Дама же никогда не пользовалась этим именем; если ошибка и имела место, то по вине иностранцев, помимо моей воли и воли упомянутой дамы. Теперь я желал бы знать, почему г-н Андре, не потрудившись выяснить правду, хочет сделать меня ответственным и за выбор именно его дома, и за ошибочно приписанное даме имя? Домовладелец, полагающий своей главной заботой копание в прошлой жизни тех, кого принимает, а затем описание всего, что узнал, вряд ли понимает гостеприимство как благородное дело… Сколько женщин в сто раз менее чистых, в сто раз менее преданных, в сто раз менее достойных извинения, чем та, что остановилась у г-на Андре, были бы приняты со всеми возможными почестями тем же г-ном Андре, только потому, что носят имя мужа и прикрывают им свои любовные связи?
Я ненавижу этот педантичный ригоризм, который всегда с трудом скрывает сухую душу, снисходительную к себе и безжалостную к другим. Истинная религия не может быть нетерпимой; истинная религия никогда не станет поднимать бурю в стакане воды, создавать скандал на пустом месте и превращать в преступление простое недоразумение или извинительную ошибку.

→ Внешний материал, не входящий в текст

PR #244, opened 2017-01-23
Make KEEPALIVE respect if resume is enabled

lexs:
This means we can sent keepalive to Java and properly handle the frames it sends back.

Depends on https://github.com/ReactiveSocket/reactivesocket-cpp/pull/242

### DIFF
--- a/src/ConnectionAutomaton.cpp
+++ b/src/ConnectionAutomaton.cpp
@@ -65,7 +65,7 @@ void ConnectionAutomaton::setResumable(bool resumable) {
   debugCheckCorrectExecutor();
   DCHECK(isDisconnectedOrClosed()); // we allow to set this flag before we are
   // connected
-  isResumable_ = resumable;
+  remoteResumeable_ = isResumable_ = resumable;
 }
 
 void ConnectionAutomaton::connect(
@@ -369,13 +369,13 @@ void ConnectionAutomaton::onConnectionFrame(
   switch (type) {
     case FrameType::KEEPALIVE: {
       Frame_KEEPALIVE frame;
-      if (!deserializeFrameOrError(frame, std::move(payload))) {
+      if (!deserializeFrameOrError(remoteResumeable_, frame, std::move(payload))) {
         return;
       }
       if (isServer_) {
         if (frame.header_.flags_ & FrameFlags_KEEPALIVE_RESPOND) {
           frame.header_.flags_ &= ~(FrameFlags_KEEPALIVE_RESPOND);
-          outputFrameOrEnqueue(frame.serializeOut());
+          outputFrameOrEnqueue(frame.serializeOut(remoteResumeable_));
         } else {
           closeWithError(
               Frame_ERROR::connectionError("keepalive without flag"));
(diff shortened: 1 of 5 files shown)


src/ConnectionAutomaton.cpp
```diff
@@ -320,13 +320,13 @@ void ConnectionAutomaton::onConnectionFrame(
   switch (type) {
     case FrameType::KEEPALIVE: {
       Frame_KEEPALIVE frame;
-      if (!deserializeFrameOrError(frame, std::move(payload))) {
+      if (!deserializeFrameOrError(isResumable_, frame, std::move(payload))) {
```
lehecka: I understand why the hack is necessary, but I think the implementation in deserialize method is not the desired one.
Assume this. Mobile clients are always sending RESUMABLE == true. And on Server we have a switch to turn on/off the resumability as a feature. So if client is ON and server is OFF the desired behavior is that we are still talking to each other, but without resumability. With you hack we will not agree on the format of the KEEPALIVE frame.
I would suggest a hack which would check the length of the IOBuf in the deserialize method and if it is sizeof(frame-in-spec)+sizeof(position), then we are getting the resumable position.

src/Frame.cpp
```diff
@@ -387,23 +387,31 @@ std::ostream& operator<<(std::ostream& os, const Frame_ERROR& frame) {
...
 /// @{
-std::unique_ptr<folly::IOBuf> Frame_KEEPALIVE::serializeOut() {
+std::unique_ptr<folly::IOBuf> Frame_KEEPALIVE::serializeOut(bool resumeable) {
   auto queue = createBufferQueue(FrameHeader::kSize + sizeof(ResumePosition));
   folly::io::QueueAppender appender(&queue, /* do not grow */ 0);
   header_.serializeInto(appender);
-  appender.writeBE(position_);
+  // TODO: Remove hack: https://github.com/ReactiveSocket/reactivesocket-cpp/issues/243
+  if (resumeable) {
+    appender.writeBE(position_);
```
lehecka: this is what we want.

src/ConnectionAutomaton.cpp
lexs: Ah, I assumed that isResumable_ was a fixed value. Didn't realize it could change or differ from the other side. I'll fix.

lexs: Reading the code is seems like isResumable_ is indeed fixed, there is even a TODO to add a check that client and server agrees:
> // TODO(tmont): check for ENABLE_RESUME and make sure isResumable_ is true

Spec also mentions this:
> NOTE: A server that receives a SETUP frame that has resume Enabled set, but does not support resuming operation, must reject the SETUP with an ERROR.

Seems like the behavior in this PR is correct, we should however support reconnecting without resumption (this isn't implemented).

lexs: Note I started implementing looking at frame size but it gets tricky fast as the KEEPALIVE frame has variable data.

lehecka: true, the spec is correct, however our gateways don't respect that. Mainly because the resumability was turned on on mobile before it was turned on on server.

lexs: Introspecting the frame doesn't even work right? We can't actually know if we're looking at the data size or if we're looking at the ResumePosition?

Given that all gateways should now run with resumability isn't this change fine to make?

lexs: How about this approach, store if the client cares about resumption or not (based on if resumeable if set in the SETUP frame?). I'll implement this now to show what I mean.

lexs:
I've updated this to infer if the client supports resumability based on if it sets the flag or not.

lehecka:
travis failed. Can you fix it/resubmit?

lexs:
Tests pass locally but master seems broken?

Г-н Андре, пуританин, как мне сказали, видно, недостаточно размышлял над тем местом в Евангелии, где Иисус Христос, обращаясь к душам столь же мало милосердным, как и душа г-на Андре, говорит об одной женщине, которую хотели забить каменьями: «Пусть тот бросит…» И пусть г-н Андре воспользуется этой моралью. Что до меня, то сам я никого не обвиняю и признаю себя виновным в том, что искал в незаконных связях любовь, в которой нуждалось мое сердце. А так как до настоящего момента мое положение не позволило мне жениться, так как из-за множества государственных забот у меня нет, к несчастью, в собственной стране, где меня так долго не было, ни близких друзей, ни привязанностей детства, ни родных, где бы я мог почувствовать тепло семейного очага, мне, я полагаю, можно простить привязанность, которая никому не причиняет зла и которую я не стремлюсь афишировать.